Brosseau concedes that while Fiera would like to maintain a 40% profit margin for its new private wealth unit, it will be “more difficult with client service.”

Despite the extra expense, he says that ultimately the new unit will “have the scale to more than achieve that goal.”

Brosseau also cites Fiera’s acquisition of the Canadian wealth management unit of Societe Generale last fall.

“They were able to build business leads by offering financial planning to C-suite executives,” Brosseau recounts. “As a result of that relationship they received money to manage. It’s a business model we like and think can be successful.”

Private Wealth Vision

Bringing the Canadian wealth management unit, Bel Air and Wilkinson together over the next six to 12 months “to get acquainted, see what people have to offer and create a vision” will be Fiera’s first order of business, Brousseau says.

According to Fiera’s investor presentation, a critical “strategic rationale” for acquiring Wilkinson and Bel Air, which is also known for its $3 million-plus fixed–income business, is to expand the company’s scale in the “growing and high margin private wealth management segment.”

Indeed, Fiera estimates the deal will quadruple the company’s revenue distribution from private wealth to 36% from its current 9%.

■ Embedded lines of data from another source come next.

Issue #4997, opened 2026-07-23
Add dataset: NSynth Instrument Family Clustering


myang333:
### dataset link on Hugging dataset

https://huggingface.co/datasets/mteb/nsynth-mini

### Arxiv link

https://arxiv.org/abs/1704.01279

### Description of the dataset

This task constructs an audio clustering benchmark from the existing NSynth dataset using instrument-family labels.

The clustering labels are distinct from the existing instrument-source classification task.

PR #5111, opened 2026-08-09
Add NSynth instrument family clustering task

myang333:
## Summary

This PR adds `NSynthInstrumentFamilyClustering`, an audio clustering task derived from the NSynth dataset.

The task evaluates whether audio embeddings naturally cluster by **instrument family** across 10 families in the NSynth test split.

This is distinct from the existing `NSynth` classification task, which predicts **instrument source** (acoustic, electronic, or synthetic) rather than instrument family.

## Task

- Type: `AudioClustering`
- Modality: audio
- Main score: `v_measure`
- Evaluation split: `test`
- Samples: 3,002
- Clusters: 10
- Labels: `instrument_family`
- Uses the standard MTEB clustering loader with no custom data transformation

The task embeds the full evaluation split (`max_fraction_of_documents_to_embed = None`) and uses the existing `mteb/nsynth-mini` dataset at a pinned revision.

## Validation

- Descriptive statistics generated and included
- Metadata and registry tests pass
- Clustering pipeline verified end-to-end
- The NSynth test split contains 2,970 unique audio contents among 3,002 rows; the byte-identical duplicates are present in the upstream dataset and are not introduced by this task

Related to #4997

### DIFF
--- a/mteb/descriptive_stats/AudioClustering/NSynthInstrumentFamilyClustering.json
+++ b/mteb/descriptive_stats/AudioClustering/NSynthInstrumentFamilyClustering.json
@@ -1,0 +1,57 @@
+{
+    "test": {
+        "num_samples": 3002,
+        "text_statistics": null,
+        "image_statistics": null,
+        "audio_statistics": {
+            "total_duration_seconds": 12008.0,
+            "min_duration_seconds": 4.0,
+            "average_duration_seconds": 4.0,
+            "max_duration_seconds": 4.0,
+            "unique_audios": 2970,
+            "average_sampling_rate": 16000.0,
+            "sampling_rates": {
+                "16000": 3002
+            }
+        },
+        "video_statistics": null,
+        "labels_statistics": {
+            "min_labels_per_text": 1,
+            "average_label_per_text": 1.0,
+            "max_labels_per_text": 1,
+            "unique_labels": 10,
+            "labels": {
+                "5": {
+                    "count": 151
+                },
+                "3": {
+                    "count": 480
+                },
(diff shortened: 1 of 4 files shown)


ayush1298:
@myang333 Can you once check the paper, if they have any evaluations that we can reproduce?

myang333:
> @myang333 Can you once check the paper, if they have any evaluations that we can reproduce?

Hello @ayush1298，
Thanks! I checked the original NSynth paper. They do not report an instrument-family clustering evaluation. 
Instrument family is provided as a dataset annotation, while the paper mainly evaluates reconstruction, interpolation, and latent-space properties.
The closest embedding-level evaluation is pitch classification from the learned latent representation using logistic regression.
So the current instrument-family clustering task is a new benchmark constructed from the NSynth annotations rather than a direct reproduction of an evaluation from the paper.

ayush1298:
LGTM!
@Samoed can you review it once?

Samoed:
Seems this have same idea as https://github.com/embeddings-benchmark/mteb/pull/5109. I think we need to keep only one version of them

ayush1298:
> Seems this have same idea as #5109. I think we need to keep only one version of them

I think clustering is better than retrieval as you have pointed out in other PR

myang333:
Hello, shall we keep this clustering task and close #5109, since clustering is a better fit for the NSynth instrument-family labels. @Samoed could you please take another look when you have a chance?

Samoed:
Yes, I think better to keep clustering

Samoed (approved):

Morgan expects that growth to continue.

“From a macro point of view, we see this period as similar to the early 2000s,” he says. “Growth in the markets is coming back and we are focused, have a deep bench with well qualified professionals and are ready to take advantage of a great opportunity.”

Fiera’s ace in the hole is Bel Air’s sales prowess, says Elizabeth Nesvold, managing partner of Silver Lane Advisors, the New York-based investment banking firm that advised Bel Air on the deal.

“They are extremely talented on the business development side,” Nesvold says. “Firms that are able to grow, like Northern Trust or BNY Mellon, are always good at building sales by putting resources into it. At the ultrahigh net worth level it usually takes three sales to get one really good client, and that takes money.”

“Bel Air is very, very good at hiring and sourcing prospects from different industries,” Nesvold adds, “and that’s a part of the business that baffles many people.”